* THE PROBLEM:
Go through the data below and gather each line containing "specifically".

======== MATERIAL TO PROCESS

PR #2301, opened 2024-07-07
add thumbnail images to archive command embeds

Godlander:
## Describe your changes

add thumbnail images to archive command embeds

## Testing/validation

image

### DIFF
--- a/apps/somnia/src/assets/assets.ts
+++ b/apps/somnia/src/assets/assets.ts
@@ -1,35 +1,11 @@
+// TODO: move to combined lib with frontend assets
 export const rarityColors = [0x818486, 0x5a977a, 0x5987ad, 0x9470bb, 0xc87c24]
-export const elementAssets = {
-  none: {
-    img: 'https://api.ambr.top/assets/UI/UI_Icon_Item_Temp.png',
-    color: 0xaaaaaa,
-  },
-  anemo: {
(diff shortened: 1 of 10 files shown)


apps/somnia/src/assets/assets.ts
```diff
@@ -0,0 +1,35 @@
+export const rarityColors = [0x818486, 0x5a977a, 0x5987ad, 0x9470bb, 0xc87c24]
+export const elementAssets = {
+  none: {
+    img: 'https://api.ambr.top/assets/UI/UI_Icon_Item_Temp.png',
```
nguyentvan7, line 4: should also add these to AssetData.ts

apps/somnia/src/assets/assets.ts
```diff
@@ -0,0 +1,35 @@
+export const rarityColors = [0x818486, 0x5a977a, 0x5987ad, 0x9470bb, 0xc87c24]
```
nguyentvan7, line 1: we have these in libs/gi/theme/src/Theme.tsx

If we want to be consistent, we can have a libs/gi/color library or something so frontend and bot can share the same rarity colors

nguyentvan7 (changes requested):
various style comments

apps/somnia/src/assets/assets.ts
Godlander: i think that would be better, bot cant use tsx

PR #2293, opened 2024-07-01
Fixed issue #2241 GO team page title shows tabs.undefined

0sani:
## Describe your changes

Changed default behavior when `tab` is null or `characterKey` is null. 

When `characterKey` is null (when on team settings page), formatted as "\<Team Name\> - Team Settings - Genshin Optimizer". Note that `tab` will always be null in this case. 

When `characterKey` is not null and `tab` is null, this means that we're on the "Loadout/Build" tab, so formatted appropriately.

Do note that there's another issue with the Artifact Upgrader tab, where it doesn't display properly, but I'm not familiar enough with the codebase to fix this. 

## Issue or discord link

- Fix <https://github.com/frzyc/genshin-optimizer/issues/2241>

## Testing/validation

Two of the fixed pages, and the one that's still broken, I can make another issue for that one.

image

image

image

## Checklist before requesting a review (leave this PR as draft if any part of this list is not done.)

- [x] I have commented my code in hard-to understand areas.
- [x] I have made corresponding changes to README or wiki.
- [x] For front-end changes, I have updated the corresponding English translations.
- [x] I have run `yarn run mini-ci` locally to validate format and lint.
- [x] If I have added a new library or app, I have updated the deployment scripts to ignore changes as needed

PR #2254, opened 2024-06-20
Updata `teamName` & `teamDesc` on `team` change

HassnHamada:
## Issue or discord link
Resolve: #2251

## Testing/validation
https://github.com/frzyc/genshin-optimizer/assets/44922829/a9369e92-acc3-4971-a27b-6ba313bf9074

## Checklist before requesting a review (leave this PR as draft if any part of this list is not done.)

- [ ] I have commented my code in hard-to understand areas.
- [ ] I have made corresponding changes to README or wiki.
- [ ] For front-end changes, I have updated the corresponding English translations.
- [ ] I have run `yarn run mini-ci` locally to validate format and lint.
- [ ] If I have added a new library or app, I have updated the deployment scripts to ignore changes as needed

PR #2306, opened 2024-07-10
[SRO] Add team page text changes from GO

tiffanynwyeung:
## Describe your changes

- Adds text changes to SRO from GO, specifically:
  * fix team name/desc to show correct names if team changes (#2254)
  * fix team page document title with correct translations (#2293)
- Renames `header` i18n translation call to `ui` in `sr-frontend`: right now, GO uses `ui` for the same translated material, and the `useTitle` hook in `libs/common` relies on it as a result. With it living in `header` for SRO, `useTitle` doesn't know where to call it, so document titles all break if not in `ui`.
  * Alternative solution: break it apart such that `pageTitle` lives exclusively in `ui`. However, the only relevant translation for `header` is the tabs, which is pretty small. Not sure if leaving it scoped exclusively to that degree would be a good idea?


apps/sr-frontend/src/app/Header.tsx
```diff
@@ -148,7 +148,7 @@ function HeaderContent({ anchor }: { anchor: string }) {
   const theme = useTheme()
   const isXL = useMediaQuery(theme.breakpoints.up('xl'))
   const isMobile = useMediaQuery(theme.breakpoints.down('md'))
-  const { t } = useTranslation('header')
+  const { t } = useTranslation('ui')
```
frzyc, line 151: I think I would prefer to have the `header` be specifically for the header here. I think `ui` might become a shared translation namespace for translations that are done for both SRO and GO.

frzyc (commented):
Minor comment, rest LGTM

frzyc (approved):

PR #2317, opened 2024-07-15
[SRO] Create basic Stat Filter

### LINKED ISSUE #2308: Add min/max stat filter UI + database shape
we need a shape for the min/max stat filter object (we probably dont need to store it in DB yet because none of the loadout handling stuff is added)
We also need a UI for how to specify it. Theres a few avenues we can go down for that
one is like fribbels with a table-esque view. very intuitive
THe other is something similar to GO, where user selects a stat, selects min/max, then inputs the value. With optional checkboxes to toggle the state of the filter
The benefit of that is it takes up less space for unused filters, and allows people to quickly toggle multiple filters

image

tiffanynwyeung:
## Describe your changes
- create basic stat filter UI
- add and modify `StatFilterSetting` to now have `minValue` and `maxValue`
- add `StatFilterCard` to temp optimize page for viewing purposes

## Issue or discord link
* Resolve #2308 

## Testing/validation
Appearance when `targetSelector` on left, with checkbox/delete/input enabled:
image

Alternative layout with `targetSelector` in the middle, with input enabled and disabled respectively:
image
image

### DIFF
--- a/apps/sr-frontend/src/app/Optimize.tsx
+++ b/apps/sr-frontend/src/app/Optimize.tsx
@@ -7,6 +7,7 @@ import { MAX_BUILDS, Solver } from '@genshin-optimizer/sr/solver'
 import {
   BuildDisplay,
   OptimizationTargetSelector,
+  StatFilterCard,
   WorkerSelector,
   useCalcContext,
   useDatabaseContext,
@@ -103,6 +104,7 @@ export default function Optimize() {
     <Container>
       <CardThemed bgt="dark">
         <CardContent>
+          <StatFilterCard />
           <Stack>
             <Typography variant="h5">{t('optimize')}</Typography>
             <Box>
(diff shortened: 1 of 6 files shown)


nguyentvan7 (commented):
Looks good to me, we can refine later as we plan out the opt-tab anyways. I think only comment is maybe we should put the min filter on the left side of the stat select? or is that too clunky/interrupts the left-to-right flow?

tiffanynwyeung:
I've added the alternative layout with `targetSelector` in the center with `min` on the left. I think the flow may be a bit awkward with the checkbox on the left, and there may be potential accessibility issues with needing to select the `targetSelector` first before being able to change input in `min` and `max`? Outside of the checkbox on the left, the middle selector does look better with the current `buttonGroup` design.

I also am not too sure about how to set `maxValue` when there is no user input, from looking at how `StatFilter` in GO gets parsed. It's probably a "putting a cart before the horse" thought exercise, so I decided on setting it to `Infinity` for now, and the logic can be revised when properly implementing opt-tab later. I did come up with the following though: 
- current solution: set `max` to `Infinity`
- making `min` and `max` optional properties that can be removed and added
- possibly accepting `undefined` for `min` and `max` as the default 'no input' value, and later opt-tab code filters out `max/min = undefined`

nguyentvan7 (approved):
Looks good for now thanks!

================

* RESPONSE TO THE TASK:
- Adds text changes to SRO from GO, specifically:
frzyc, line 151: I think I would prefer to have the `header` be specifically for the header here. I think `ui` might become a shared translation namespace for translations that are done for both SRO and GO.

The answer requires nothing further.